When I was sixteen years old I traveled to Europe with a group of Christian, homeschooled young people. Bright, well-read teens with a desire for knowledge and the ability to converse easily with adults.
Our hired tour guide for the trip was a very kind British man, who happened to be an Atheist. To his eternal credit, he graciously allowed us to debate with him on matters of theology, evolution and morality as much as we wished (in fact I missed watching the train go under the English Channel because I was absorbed in one of these debates, but that's another story). We covered a lot of topics, but the one that will probably remain with me the longest was one that took place in the Paris train station. We were sitting on plastic chairs, waiting for our signal to go, and somehow the subject of morality came up.
Our point was simply this. If you put God out of the equation, who determines what is right or wrong? For instance, there would be no reason why I couldn't go up and murder whomever I pleased. Our guide's answer was that murder was still wrong because the government decreed it so.
I think our tour guide ought to read Lewis.
In Chapter Three, Lewis discusses the difference between scientific laws and the Moral Law.
“There [are] two odd things about the human race. First, that they [are] haunted by the idea of a sort of behaviour they ought to practise, what you might call fair play, or decency, or morality, or the Law of Nature. Second, that they did not in fact do so.”

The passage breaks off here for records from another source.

PR #6083, opened 2022-03-22
[Gekidou] reactions

enahum:
#### Summary
Adds the Reactions screen where we display a list of people who reacted with a specific emoji.

#### Ticket Link
https://mattermost.atlassian.net/browse/MM-24119

```release-note
NONE
```


app/utils/user/index.ts
```diff
@@ -192,8 +192,12 @@ export function confirmOutOfOfficeDisabled(intl: IntlShape, status: string, upda
...
 }
 
-export function isShared(user: UserProfile): boolean {
-    return Boolean(user.remote_id);
+export function isBot(user: UserProfile | UserModel): boolean {
+    return 'is_bot' in user ? Boolean(user.is_bot) : Boolean(user.isBot);
+}
+
+export function isShared(user: UserProfile | UserModel): boolean {
+    return 'remote_id' in user ? Boolean(user.remote_id) : Boolean(user.props?.remote_id);
```
avinashlng1080, line 200: The type `UserProfile` has twice the `remote_id` declared.

app/components/user_item/index.ts
```diff
@@ -28,4 +28,4 @@ const enhanced = withObservables([], ({database}: WithDatabaseArgs) => {
     };
 });
 
-export default withDatabase(enhanced(AtMentionItem));
+export default withDatabase(enhanced(UserItem));
```
avinashlng1080, line 31: As we discussed, we should refactor the withObservables HOC to the new way.

app/components/post_list/post/body/reactions/reaction.tsx
```diff
@@ -51,6 +51,15 @@ const getStyleSheet = makeStyleSheetFromTheme((theme: Theme) => {
 
 const Reaction = ({count, emojiName, highlight, onPress, onLongPress, theme}: ReactionProps) => {
     const styles = getStyleSheet(theme);
+    const digits = String(count).length;
+    const containerStyle = useMemo(() => {
+        const minWidth = 50 + (digits * 5);
```
avinashlng1080, line 56: Magic number ` * 5` ...does it stand for the max digits for the number of reactors?

app/screens/reactions/index.ts
```diff
@@ -0,0 +1,32 @@
...
+import type PostModel from '@typings/database/models/servers/post';
+
+type EnhancedProps = WithDatabaseArgs & {
+    postId: string;
+}
+
+const {POST} = MM_TABLES.SERVER;
+
+const enhanced = withObservables([], ({postId, database}: EnhancedProps) => {
+    const post = database.get<PostModel>(POST).findAndObserve(postId);
```
avinashlng1080, line 22: should be using `getPostById`

app/screens/reactions/reactors_list/index.tsx
```diff
@@ -0,0 +1,70 @@
...
+                setEnabled(true);
+            }
+            setDirection(dir);
+            return false;
+        },
+    })).current;
+
+    const renderItem = useCallback(({item}) => (
+        <Reactor reaction={item}/>
+    ), [reactions]);
```
avinashlng1080, line 39: hmm, why is `reactions` here and not `item`?

app/actions/remote/reactions.ts
```diff
@@ -7,8 +7,9 @@ import {addRecentReaction} from '@actions/local/reactions';
 import DatabaseManager from '@database/manager';
 import NetworkManager from '@init/network_manager';
 import {getRecentPostsInChannel, getRecentPostsInThread} from '@queries/servers/post';
-import {queryReaction} from '@queries/servers/reactions';
+import {queryReaction} from '@queries/servers/reaction';
```
avinashlng1080, line 10: On this branch, I'm also seeing another file ...reaction**s**... should it be deleted?
 '@queries/servers/reactions';

avinashlng1080 (changes requested):
LGTM.  Just some nits and question for myself.

app/components/user_item/index.ts
enahum: I don't know what you mean here, is already using the new queries observables

app/components/post_list/post/body/reactions/reaction.tsx
```diff
@@ -51,6 +51,15 @@ const getStyleSheet = makeStyleSheetFromTheme((theme: Theme) => {
...
+        return [styles.reaction, (highlight && styles.highlight), {minWidth}];
+    }, [styles.reaction, highlight, digits]);
+
+    const handleLongPress = useCallback(() => {
+        onLongPress(emojiName);
+    }, []);
```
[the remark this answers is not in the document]
enahum: emojiName does not change.. also I think the actual change here would be to remove `useCallback` but as we chatted that is going to happen while we do the whole profiling work

app/screens/reactions/emoji_bar/item.tsx
```diff
@@ -0,0 +1,81 @@
...
+    };
+});
+
+const Reaction = ({count, emojiName, highlight, onPress}: ReactionProps) => {
+    const theme = useTheme();
+    const styles = getStyleSheet(theme);
+
+    const handlePress = useCallback(() => {
+        onPress(emojiName);
+    }, [highlight]);
```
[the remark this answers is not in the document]
enahum: again, emojiName does not change

app/screens/reactions/reactors_list/index.tsx
enahum: cause the item is a reaction and item is only accessible in the callback????!?!?

larkox: Then there is nothing to depend on. You can have the list of dependencies empty.

enahum: That is true!

app/actions/remote/reactions.ts
```diff
@@ -30,29 +31,41 @@ export const addReaction = async (serverUrl: string, postId: string, emojiName:
...
 
-        return {reaction};
+            return {reaction};
+        }
+        return {
+            reaction: {
+                user_id: currentUserId,
+                post_id: postId,
+                emoji_name: emojiAlias,
+                create_at: Date.now(),
```
larkox, line 66: Probably not a big deal, but if it exist (which is the case) the create_at is not now, is somewhere in the past.

app/components/post_list/post/body/reactions/reactions.tsx
```diff
@@ -121,18 +130,26 @@ const Reactions = ({currentUserId, canAddReaction, canRemoveReaction, disabled,
...
         if (!pressed.current) {
-            showModalOverCurrentContext(screen, passProps);
+            if (isTablet) {
+                showModal(screen, title, passProps, bottomSheetModalOptions(theme, 'close-post-reactions'));
+            } else {
+                showModalOverCurrentContext(screen, passProps);
+            }
         }
-    };
+    }, [intl, postId, theme]);
```
larkox, line 152: Probably you should depend also on "isTablet" (may change if you get to split view, right?)

app/components/user_item/index.ts
larkox: We could use the `observeConfigBooleanValue` (or something like that), but would fetch the config from the database twice. The cache should handle that without any problem, but stil... 0/5.

app/screens/reactions/emoji_bar/index.tsx
```diff
@@ -0,0 +1,91 @@
...
+    const renderItem = useCallback(({item}) => {
+        return (
+            <Item
+                count={reactionsByName.get(item)?.length || 0}
+                emojiName={item}
+                highlight={item === emojiSelected}
+                onPress={onPress}
+            />
+        );
+    }, [sortedReactions, emojiSelected, reactionsByName]);
```
larkox, line 63: Just for future proof, depend on `onPress` instead of on `sortedReactions`.

app/screens/reactions/reactors_list/index.tsx
```diff
@@ -0,0 +1,70 @@
...
+
+type Props = {
+    reactions: ReactionModel[];
+}
+
+const ReactorsList = ({reactions}: Props) => {
+    const serverUrl = useServerUrl();
+    const [enabled, setEnabled] = useState(false);
+    const listRef = useRef<FlatList>(null);
+    const [direction, setDirection] = useState<'down' | 'up'>('down');
```
larkox, line 23: Nit: Can we move this line a bit higher so all `useState` are together and all `useRef` are together?

app/screens/reactions/emoji_bar/item.tsx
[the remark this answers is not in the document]
larkox: This should depend on `onPress` and `emojiName` (unless any of them can be considered "constant"). I see no reason to depend on `highlight`.

app/screens/reactions/emoji_bar/item.tsx
```diff
@@ -0,0 +1,81 @@
...
+                    emojiName={emojiName}
+                    size={20}
+                    textStyle={styles.customEmojiStyle}
+                    testID={`reaction.emoji.${emojiName}`}
+                />
+            </View>
+            <View style={styles.countContainer}>
+                <AnimatedNumbers
+                    includeComma={false}
+                    fontStyle={[styles.count, (highlight && styles.countHighlight)]}
```
larkox, line 72: Could use a useMemo.

app/screens/reactions/emoji_bar/item.tsx
```diff
@@ -0,0 +1,81 @@
...
+    const styles = getStyleSheet(theme);
+
+    const handlePress = useCallback(() => {
+        onPress(emojiName);
+    }, [highlight]);
+
+    return (
+        <TouchableOpacity
+            onPress={handlePress}
+            style={[styles.reaction, (highlight && styles.highlight)]}
```
larkox, line 59: Could use a use memo.

larkox (changes requested):
Great work. I love making the "user at mention" more generic.

Some minor changes (some blocking) but nothing big.

app/components/user_item/index.ts
enahum: this is just piping not really querying, so I don't see a reason to do that, also in the common queries PR that was something that I considered to provide as feedback but this way makes more sense when you need multiple values.

app/actions/remote/reactions.ts
enahum: true, but is it not used, I'm just adding the value to avoid TS from yelling at me, I can change it to 0

app/screens/reactions/emoji_bar/index.tsx
enahum: I made the change.

Also we should start soon to run some profiling to see which `useMemo` `useCallback` can be removed, I fear we are adding a bunch of them at that may be more expensive than letting certain components re-render

app/screens/reactions/emoji_bar/item.tsx
enahum: it could, but is it worth it? I'm going to leave it like this until we do the profiling for everything.

avinashlng1080 (approved):
LGTM

larkox (approved):

PR #6085, opened 2022-03-23
[Gekidou] UI fixes

enahum:
#### Summary
Various fixes, see commit messages.

#### Ticket Link
https://mattermost.atlassian.net/browse/MM-42699

```release-note
NONE
```


app/components/channel_list/categories/body/channel/channel_list_item.tsx
```diff
@@ -65,7 +65,7 @@ const ChannelListItem = ({channel, isActive, isOwnDirectMessage, isMuted, myChan
     const serverUrl = useServerUrl();
 
     // Make it brighter if it's not muted, and highlighted or has unreads
-    const bright = !isMuted && (myChannel.isUnread || myChannel.mentionsCount > 0);
+    const bright = !isMuted && (myChannel?.isUnread || (myChannel?.mentionsCount ?? 0) > 0);
```
larkox, line 68: To avoid so many `?`, what about something like:
```suggestion
    const bright = !isMuted && myChannel && (myChannel.isUnread || myChannel.mentionsCount > 0);
```

app/components/post_list/thread_overview/thread_overview.tsx
```diff
@@ -25,6 +25,7 @@ type Props = {
     repliesCount: number;
     rootPost?: PostModel;
     testID: string;
+    style: StyleProp<ViewStyle>;
```
larkox, line 28: Should this be optional? (If so, remove it from the tests, which seem weird with the empty object in the snapshot)

larkox (approved):
LGTM, just two small nits

shazm (approved):
Can only test on Android - looks tidy 👍

app/components/post_list/index.tsx
```diff
@@ -312,11 +313,11 @@ const PostList = ({
         );
     }, [currentTimezone, highlightPinnedOrSaved, isTimezoneEnabled, orderedPosts, shouldRenderReplyButton, theme]);
 
-    const scrollToIndex = useCallback((index: number, animated = true) => {
+    const scrollToIndex = useCallback((index: number, animated = true, applyOffset = true) => {
         listRef.current?.scrollToIndex({
             animated,
             index,
-            viewOffset: 0,
+            viewOffset: applyOffset ? Platform.select({ios: -45, default: 0}) : 0,
```
avinashlng1080, line 320: -45 stands for ... ?

app/components/post_list/post/post.tsx
```diff
@@ -91,6 +91,7 @@ const getStyleSheet = makeStyleSheetFromTheme((theme: Theme) => {
             flexDirection: 'column',
         },
         rightColumnPadding: {paddingBottom: 3},
+        touchableContainer: {marginHorizontal: -20, paddingHorizontal: 20},
```
avinashlng1080, line 94: Nice :)

app/database/operator/server_data_operator/handlers/post.ts
```diff
@@ -193,12 +192,6 @@ const PostHandler = (superclass: any) => class extends superclass {
             batch.push(...postFiles);
         }
 
-        if (metadatas.length) {
```
avinashlng1080, line 196: For my understanding, why is this being removed?

avinashlng1080 (commented):
This PR has already 2 approvals but I wanted to go over it.  I have left a few questions for my own understanding.

app/components/channel_list/categories/body/channel/channel_list_item.tsx
```diff
@@ -101,7 +105,7 @@ const ChannelListItem = ({channel, isActive, isOwnDirectMessage, isMuted, myChan
         displayName = formatMessage({id: 'channel_header.directchannel.you', defaultMessage: '{displayName} (you)'}, {displayName});
     }
 
-    if (channel.deleteAt > 0 && !isActive) {
+    if ((channel.deleteAt > 0 && !isActive) || !myChannel) {
         return null;
```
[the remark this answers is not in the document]
enahum: I would love to do that, but we have effects in the functional component and we cannot return before the effects are defined :/

app/components/post_list/index.tsx
```diff
@@ -235,6 +235,7 @@ const PostList = ({
                     <ThreadOverview
```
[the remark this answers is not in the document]
enahum: I really don't know if there is a difference or if is even possible as the statements return booleans while the swtich would be a string, also it will need to evaluate the result of each function regardless.. maybe is something that idk or not familiar with, but I don't see how we can use a switch here

app/components/post_list/index.tsx
enahum: I'll add a constant instead but this is the amount of space that the list is sitting behind the navigation bar

app/database/operator/server_data_operator/handlers/post.ts
enahum: Because handleMetadata is not even defined nor used anywhere, luckily the statement always returned false

avinashlng1080: Ok I saw that `handlePostMetadata` was removed last year.  All good :)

He goes on to explain that a scientific law is a law of what happens, what must always happen in certain situations. However, humans do not always follow the Moral Law even though they all know it exists.
“The law of gravity tells you what stones do if you drop them; but the Law of Human Nature tells you what human beings ought to do and do not.”
This isn't a law that we make up, it's a law that we know, yet it's not a law we always follow. It's not scientific, it's not cultural... it's an expectation that we're inborn with.
“If we ask: 'Why ought I to be unselfish?' and you reply 'Because it is good for society,' we may then ask, 'Why should I care what's good for society except what happens to pay me personally?' and then you will have to say, 'Because you ought to be unselfish' – which simply brings us back to where we started.”
An unwinnable argument? Only if there is not something more... which we have already extablished that there is. The Moral Law exists and it tells us that we ought to be unselfish.
Where does this law come from?
Keep reading...
3 comments:
Huh. Thinking on it now, that's a rather weak argument. It leads to the presumption that the reason government officials are in power is that they know how best to keep society stable.
Which leads to the corollary that a government is justified in changing the laws in any fashion to keep society stable.
Which is a bit frightening.
Exactly. It was a weak and rather terrifying argument and I brought it up to underline what Lewis was saying. If Moral law doesn't exist, then anything is permissible. But it clearly does exist, which mean there is a moral code that all humans should be held to, regardless of what the government says.
You've got to love Lewis! He so clearly describes the human conscience. And uses it to prove God using pure logic.